Limitations & Future Work¶
- The main result FID 2.16 is slightly inferior to VAR-d30's 2.05; the authors did not verify whether VIAR maintains the parameter ratio at larger model sizes (d36+); DEQ stability at larger scales remains an open question.
- S-JFB is a biased estimator; although empirically stable, it theoretically requires certain Lipschitz properties of \(f_{\text{imp}}\); the paper does not provide convergence guarantees or local stability analysis.
- Only tested on ImageNet 256×256; performance on 512×512 or text-to-image (e.g., replacing VIAR's backbone with LlamaGen / MAR) is unknown; whether DEQ's iteration count explodes with resolution is a real test.
- Adaptive \(\tau\) threshold control is only sketched in the paper, with no systematic ablation; in real deployment, the design of the "when to stop" controller remains unaddressed.

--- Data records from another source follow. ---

PR #1232, opened 2019-08-05
1183 fix error boundaries

### LINKED ISSUE #1183: Partial upload throws error boundary on draft page
The partial page should be mostly available for datasets that have not finished uploading.

david-nishi:
closes #1183 

Error boundary not triggered by inaccessible dataset due to partial upload, instead renders resume and delete options:
localhost_9876_datasets_ds001047_versions_0
Hitting delete triggers confirm step:
localhost_9876_datasets_ds001047_versions_0 (1)

Dataset query error now given precedence over dataset page error, and query/mutation bound error boundaries now return more helpful errors:
Screen Shot 2019-08-05 at 16 01 34


packages/openneuro-app/src/scripts/datalad/routes/snapshot-content.jsx
```diff
@@ -60,72 +65,105 @@ const getSnapshotDetails = gql`
...
         <Helmet>
           <title>
-            {pageTitle} - {snapshot.description.Name}
+            {pageTitle} - {snapshotName}
           </title>
-          <meta name="description" content={snapshot.readme} />
-          <script type="application/ld+json">
-            {schemaGenerator(snapshot)}
-          </script>
+          {snapshot ? <>
```
nellh: I'm not sure about adding conditionals here for the entire snapshot, this component is meant to always receive some kind of snapshot and while making fields conditional might be necessary - if the whole snapshot is missing we should extract the logic to a parent component rather than add conditionals to the already pretty complex template here.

- Although the number of inference iterations is tunable, each iteration still requires a full Transformer block pass; whether FlashAttention/Triton optimizations can further reduce latency is not discussed.
Related Work & Insights¶
- vs VAR (Tian et al. 2024): Direct baseline, retaining the next-scale paradigm and only replacing the middle stack with an implicit layer, making it a truly "plug-in" modification; nearly all subsequent VAR works (CAR, speculative VAR) can be seamlessly migrated.
- vs Fixed-Point Diffusion (Bai & Melas-Kyriazi 2024): They insert a DEQ layer into the diffusion denoiser for compute reallocation over timesteps; VIAR applies the same idea to spatial scales, making the approaches complementary rather than competitive.
- vs Pokle et al. 2022 (diffusion trajectory as DEQ): Coarser granularity, solving the entire reverse trajectory at once; VIAR applies DEQ within a single scale, offering finer granularity and more tunability.
- vs Collaborative Decoding (Chen et al. 2025b) / Cached-token Pruning (Guo et al. 2025): These are VAR decoding-side acceleration methods (saving KV cache or parallel decoding), orthogonal to VIAR's "structural" acceleration and theoretically stackable.
Rating¶
- Novelty: ⭐⭐⭐⭐ — First to graft DEQ onto VAR, with solid engineering of JFB; though the DEQ+AR combination is not entirely new in NLP/diffusion.
- Experimental Thoroughness: ⭐⭐⭐⭐ — Main results + 5 scheduling strategies + training memory curves + zero-shot editing + convergence analysis are all present; lacks scaling to larger models and 512×512 validation.
- Writing Quality: ⭐⭐⭐⭐ — Figure 1 clearly illustrates resource savings, and the method section is formulaic and clear; however, the S-JFB algorithm description may be challenging for readers unfamiliar with DEQ.
- Value: ⭐⭐⭐⭐⭐ — "Train once, infer at multiple depths" + "61.6% parameter reduction" + "almost no FID drop" are of direct industrial value, highly significant for edge deployment and elastic inference.